*WHAT NEEDS TO BE DONE*: A verbatim repeat of the records beneath this line is needed.

*** RECORDS PROVIDED ***

PR #2397, opened 2017-03-15
Observe prefs and control webextension startup and shutdown via a pref

ianb:
For handoff to @6a68

### DIFF
--- a/addon/bootstrap.js
+++ b/addon/bootstrap.js
@@ -1,38 +1,118 @@
-/* globals Components, AddonManager */
-/* eslint-disable no-unused-vars */
+/* globals AddonManager, Components, Services */
 
 const OLD_ADDON_PREF_NAME = "extensions.jid1-NeEaf3sAHdKHPA@jetpack.deviceIdInfo";
 const OLD_ADDON_ID = "jid1-NeEaf3sAHdKHPA@jetpack";
+const ADDON_ID = "pageshot@mozilla.org";
+const TELEMETRY_PREF = "toolkit.telemetry.enabled";
+const PREF_BRANCH = "extensions.pageshot.";
+const USER_DISABLE_PREF = "extensions.pageshot.disabled";
+const SYSTEM_DISABLE_PREF = "extensions.pageshot.system-disabled";
 
-const prefs = Components.classes["@mozilla.org/preferences-service;1"]
-  .getService(Components.interfaces.nsIPrefBranch);
-Components.utils.import("resource://gre/modules/AddonManager.jsm");
+const { interfaces: Ci, utils: Cu } = Components;
+Cu.import("resource://gre/modules/AddonManager.jsm");
+Cu.import("resource://gre/modules/Console.jsm");
+Cu.import("resource://gre/modules/Services.jsm");
+const { EmbeddedExtensionManager } = Cu.import("resource://gre/modules/LegacyExtensionsUtils.jsm");
 
-function startup(data, reason) {
-  data.webExtension.startup().then((api) => {
-    const {browser} = api;
-    browser.runtime.onMessage.addListener(handleMessage);
+const prefs = Services.prefs;
+const prefObserver = {
+  register: function() {
+    prefs.addObserver(PREF_BRANCH, this, false);
+  },
+
+  unregister: function() {
+    prefs.removeObserver(PREF_BRANCH, this);
+  },
+
+  observe: function(aSubject, aTopic, aData) {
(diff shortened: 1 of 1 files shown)


addon/bootstrap.js
```diff
@@ -3,15 +3,51 @@
...
+const USER_ENABLE_PREF = "extensions.pageshot.userdisabled";
+const SYSTEM_ENABLE_PREF = "extensions.pageshot.systemdisabled";
 
-const prefs = Components.classes["@mozilla.org/preferences-service;1"]
-  .getService(Components.interfaces.nsIPrefBranch);
 Components.utils.import("resource://gre/modules/AddonManager.jsm");
+Components.utils.import("resource://gre/modules/Services.jsm");
+const { EmbeddedExtensionManager } = Components.utils.import("resource://gre/modules/LegacyExtensionsUtils.jsm");
+
+const prefs = Services.prefs;
```
pdehaan:
```
/home/travis/build/mozilla-services/pageshot/addon/bootstrap.js
  15:15  error  'Services' is not defined  no-undef
  78:19  error  'Services' is not defined  no-undef
```

Not sure if we need to tweak the ESLint envs, or just manually add another `globals` to appease the ESLint gods.

ianb: I've been generous adding `/* globals */` to my code

pdehaan: > @ianb: _"I've been generous adding `/* globals */` to my code"_

I've noticed. We can also add them to the root .eslintrc.yml file, or even add nested .eslintrc.yml files, so you don't have to shotgun a small manifesto of global vars at the top of each file.

ianb: They are like pretend import statements!

6a68: Ah yeah, thanks @pdehaan. Updated globals.

6a68:
@ianb Would you mind giving this branch a try? It seems to be totally working for me.

Cases to try out:

- start without the `extensions.pageshot.userdisabled` pref set, then toggle it on and off a few times
- start with userdisabled set to false (should check the pref, then init the webextension)
- start with userdisabled set to true, verify it's not loaded, then toggle the pref and verify it works

Then, same three cases for `extensions.pageshot.systemdisabled`.

If this seems to be working for you as well, feel free to review now, and I'll plan to squash before merging.

addon/bootstrap.js
```diff
@@ -1,17 +1,65 @@
-/* globals Components, AddonManager */
+/* globals AddonManager, Components, Services */
 /* eslint-disable no-unused-vars */
 
 const OLD_ADDON_PREF_NAME = "extensions.jid1-NeEaf3sAHdKHPA@jetpack.deviceIdInfo";
 const OLD_ADDON_ID = "jid1-NeEaf3sAHdKHPA@jetpack";
+const ADDON_ID = "pageshot@mozilla.org";
+const TELEMETRY_PREF = "toolkit.telemetry.enabled";
+const USER_ENABLE_PREF = "extensions.pageshot.userdisabled";
+const SYSTEM_ENABLE_PREF = "extensions.pageshot.systemdisabled";
```
ianb: Well, this is my fault, but these variables have a really bad name – ENABLE when in fact they are DISABLE

addon/bootstrap.js
```diff
@@ -1,17 +1,65 @@
...
+
+function shouldStartWebExtension() {
+  return ! (
+    prefs.prefHasUserValue(USER_ENABLE_PREF) &&
+    prefs.getBoolPref(USER_ENABLE_PREF)
+  ) || (
+    prefs.getPrefType(SYSTEM_ENABLE_PREF) &&
+    prefs.getBoolPref(SYSTEM_ENABLE_PREF)
+  );
+}
```
ianb: This is probably my fault too, but the expression here is incorrect.  I think it's `(! USER_ENABLE_PREF) || SYSTEM_ENABLE_PREF` – as a result setting `extensions.pageshot.systemdisabled` to true forces Page Shot *on* rather than off.

6a68:
thanks for looking! I'll fixup the logic

6a68:
@ianb Mind taking another look? Fixed up the disable check logic, did a general cleanup pass, and squashed everything into one commit. Hopefully bootstrap.js will get through Firefox review without too many problems :-P

Note that I renamed the user pref to just `extensions.pageshot.disabled`, because the `system-disabled` pref will be gone within a few weeks of launch, so calling it `user-disabled` seemed unnecessary.

PR #2404, opened 2017-03-16
WIP: use window.crypto.getRandomValues

garbados:
This is a WIP solution to https://github.com/mozilla-services/pageshot/issues/2299

I found [this pastebin](http://pastebin.com/JSgC7eej) describing a method of creating UUIDs using `window.crypto.getRandomValues` and added it to two locations. I haven't added tests because I haven't found testing guidelines (ex: what files detail tests for which environments, server or client) but I would feel irresponsible merging this without them.


garbados:
The pastebin method, though lacking a known author besides "A guest, on December 7, 2017", makes sense to me, and matches the spec as I understand it. Still it irks my paranoia, since we're fundamentally discussing a security issue.

ianb:
The function in shot.js may be harder to change – that file is used on both the server and client, so `window` shouldn't be used.  OTOH, looking at how that function is used there's no real security concern, and Math.random would be fine for that case.  Also I notice while the function in shot.js is distractingly called `makeUuid()` it actually returns a random string.  I think you could just leave that function alone.

The function that *does* matter in terms of security is in randomString.

For makeUuid.js you could still use the string substitution method (which reads kind of nicely), and just use `var r = u[index]; index++`

garbados:
Understood. I'll make those changes. Thanks for the feedback!

garbados:
OK, I restored `shared/shot.js` to match the version on master, and modified `makeUuid.js` to use getRandomValues with the pre-existing 'xxxxx...'.replace approach. How's it look?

*** End of RECORDS PROVIDED ***

*ANSWER SECTION*:
PR #2397, opened 2017-03-15
Observe prefs and control webextension startup and shutdown via a pref

ianb:
For handoff to @6a68

### DIFF
--- a/addon/bootstrap.js
+++ b/addon/bootstrap.js
@@ -1,38 +1,118 @@
-/* globals Components, AddonManager */
-/* eslint-disable no-unused-vars */
+/* globals AddonManager, Components, Services */
 
 const OLD_ADDON_PREF_NAME = "extensions.jid1-NeEaf3sAHdKHPA@jetpack.deviceIdInfo";
 const OLD_ADDON_ID = "jid1-NeEaf3sAHdKHPA@jetpack";
+const ADDON_ID = "pageshot@mozilla.org";
+const TELEMETRY_PREF = "toolkit.telemetry.enabled";
+const PREF_BRANCH = "extensions.pageshot.";
+const USER_DISABLE_PREF = "extensions.pageshot.disabled";
+const SYSTEM_DISABLE_PREF = "extensions.pageshot.system-disabled";
 
-const prefs = Components.classes["@mozilla.org/preferences-service;1"]
-  .getService(Components.interfaces.nsIPrefBranch);
-Components.utils.import("resource://gre/modules/AddonManager.jsm");
+const { interfaces: Ci, utils: Cu } = Components;
+Cu.import("resource://gre/modules/AddonManager.jsm");
+Cu.import("resource://gre/modules/Console.jsm");
+Cu.import("resource://gre/modules/Services.jsm");
+const { EmbeddedExtensionManager } = Cu.import("resource://gre/modules/LegacyExtensionsUtils.jsm");
 
-function startup(data, reason) {
-  data.webExtension.startup().then((api) => {
-    const {browser} = api;
-    browser.runtime.onMessage.addListener(handleMessage);
+const prefs = Services.prefs;
+const prefObserver = {
+  register: function() {
+    prefs.addObserver(PREF_BRANCH, this, false);
+  },
+
+  unregister: function() {
+    prefs.removeObserver(PREF_BRANCH, this);
+  },
+
+  observe: function(aSubject, aTopic, aData) {
(diff shortened: 1 of 1 files shown)


addon/bootstrap.js
```diff
@@ -3,15 +3,51 @@
...
+const USER_ENABLE_PREF = "extensions.pageshot.userdisabled";
+const SYSTEM_ENABLE_PREF = "extensions.pageshot.systemdisabled";
 
-const prefs = Components.classes["@mozilla.org/preferences-service;1"]
-  .getService(Components.interfaces.nsIPrefBranch);
 Components.utils.import("resource://gre/modules/AddonManager.jsm");
+Components.utils.import("resource://gre/modules/Services.jsm");
+const { EmbeddedExtensionManager } = Components.utils.import("resource://gre/modules/LegacyExtensionsUtils.jsm");
+
+const prefs = Services.prefs;
```
pdehaan:
```
/home/travis/build/mozilla-services/pageshot/addon/bootstrap.js
  15:15  error  'Services' is not defined  no-undef
  78:19  error  'Services' is not defined  no-undef
```

Not sure if we need to tweak the ESLint envs, or just manually add another `globals` to appease the ESLint gods.

ianb: I've been generous adding `/* globals */` to my code

pdehaan: > @ianb: _"I've been generous adding `/* globals */` to my code"_

I've noticed. We can also add them to the root .eslintrc.yml file, or even add nested .eslintrc.yml files, so you don't have to shotgun a small manifesto of global vars at the top of each file.

ianb: They are like pretend import statements!

6a68: Ah yeah, thanks @pdehaan. Updated globals.

6a68:
@ianb Would you mind giving this branch a try? It seems to be totally working for me.

Cases to try out:

- start without the `extensions.pageshot.userdisabled` pref set, then toggle it on and off a few times
- start with userdisabled set to false (should check the pref, then init the webextension)
- start with userdisabled set to true, verify it's not loaded, then toggle the pref and verify it works

Then, same three cases for `extensions.pageshot.systemdisabled`.

If this seems to be working for you as well, feel free to review now, and I'll plan to squash before merging.

addon/bootstrap.js
```diff
@@ -1,17 +1,65 @@
-/* globals Components, AddonManager */
+/* globals AddonManager, Components, Services */
 /* eslint-disable no-unused-vars */
 
 const OLD_ADDON_PREF_NAME = "extensions.jid1-NeEaf3sAHdKHPA@jetpack.deviceIdInfo";
 const OLD_ADDON_ID = "jid1-NeEaf3sAHdKHPA@jetpack";
+const ADDON_ID = "pageshot@mozilla.org";
+const TELEMETRY_PREF = "toolkit.telemetry.enabled";
+const USER_ENABLE_PREF = "extensions.pageshot.userdisabled";
+const SYSTEM_ENABLE_PREF = "extensions.pageshot.systemdisabled";
```
ianb: Well, this is my fault, but these variables have a really bad name – ENABLE when in fact they are DISABLE

addon/bootstrap.js
```diff
@@ -1,17 +1,65 @@
...
+
+function shouldStartWebExtension() {
+  return ! (
+    prefs.prefHasUserValue(USER_ENABLE_PREF) &&
+    prefs.getBoolPref(USER_ENABLE_PREF)
+  ) || (
+    prefs.getPrefType(SYSTEM_ENABLE_PREF) &&
+    prefs.getBoolPref(SYSTEM_ENABLE_PREF)
+  );
+}
```
ianb: This is probably my fault too, but the expression here is incorrect.  I think it's `(! USER_ENABLE_PREF) || SYSTEM_ENABLE_PREF` – as a result setting `extensions.pageshot.systemdisabled` to true forces Page Shot *on* rather than off.

6a68:
thanks for looking! I'll fixup the logic

6a68:
@ianb Mind taking another look? Fixed up the disable check logic, did a general cleanup pass, and squashed everything into one commit. Hopefully bootstrap.js will get through Firefox review without too many problems :-P

Note that I renamed the user pref to just `extensions.pageshot.disabled`, because the `system-disabled` pref will be gone within a few weeks of launch, so calling it `user-disabled` seemed unnecessary.

PR #2404, opened 2017-03-16
WIP: use window.crypto.getRandomValues

garbados:
This is a WIP solution to https://github.com/mozilla-services/pageshot/issues/2299

I found [this pastebin](http://pastebin.com/JSgC7eej) describing a method of creating UUIDs using `window.crypto.getRandomValues` and added it to two locations. I haven't added tests because I haven't found testing guidelines (ex: what files detail tests for which environments, server or client) but I would feel irresponsible merging this without them.


garbados:
The pastebin method, though lacking a known author besides "A guest, on December 7, 2017", makes sense to me, and matches the spec as I understand it. Still it irks my paranoia, since we're fundamentally discussing a security issue.

ianb:
The function in shot.js may be harder to change – that file is used on both the server and client, so `window` shouldn't be used.  OTOH, looking at how that function is used there's no real security concern, and Math.random would be fine for that case.  Also I notice while the function in shot.js is distractingly called `makeUuid()` it actually returns a random string.  I think you could just leave that function alone.

The function that *does* matter in terms of security is in randomString.

For makeUuid.js you could still use the string substitution method (which reads kind of nicely), and just use `var r = u[index]; index++`

garbados:
Understood. I'll make those changes. Thanks for the feedback!

garbados:
OK, I restored `shared/shot.js` to match the version on master, and modified `makeUuid.js` to use getRandomValues with the pre-existing 'xxxxx...'.replace approach. How's it look?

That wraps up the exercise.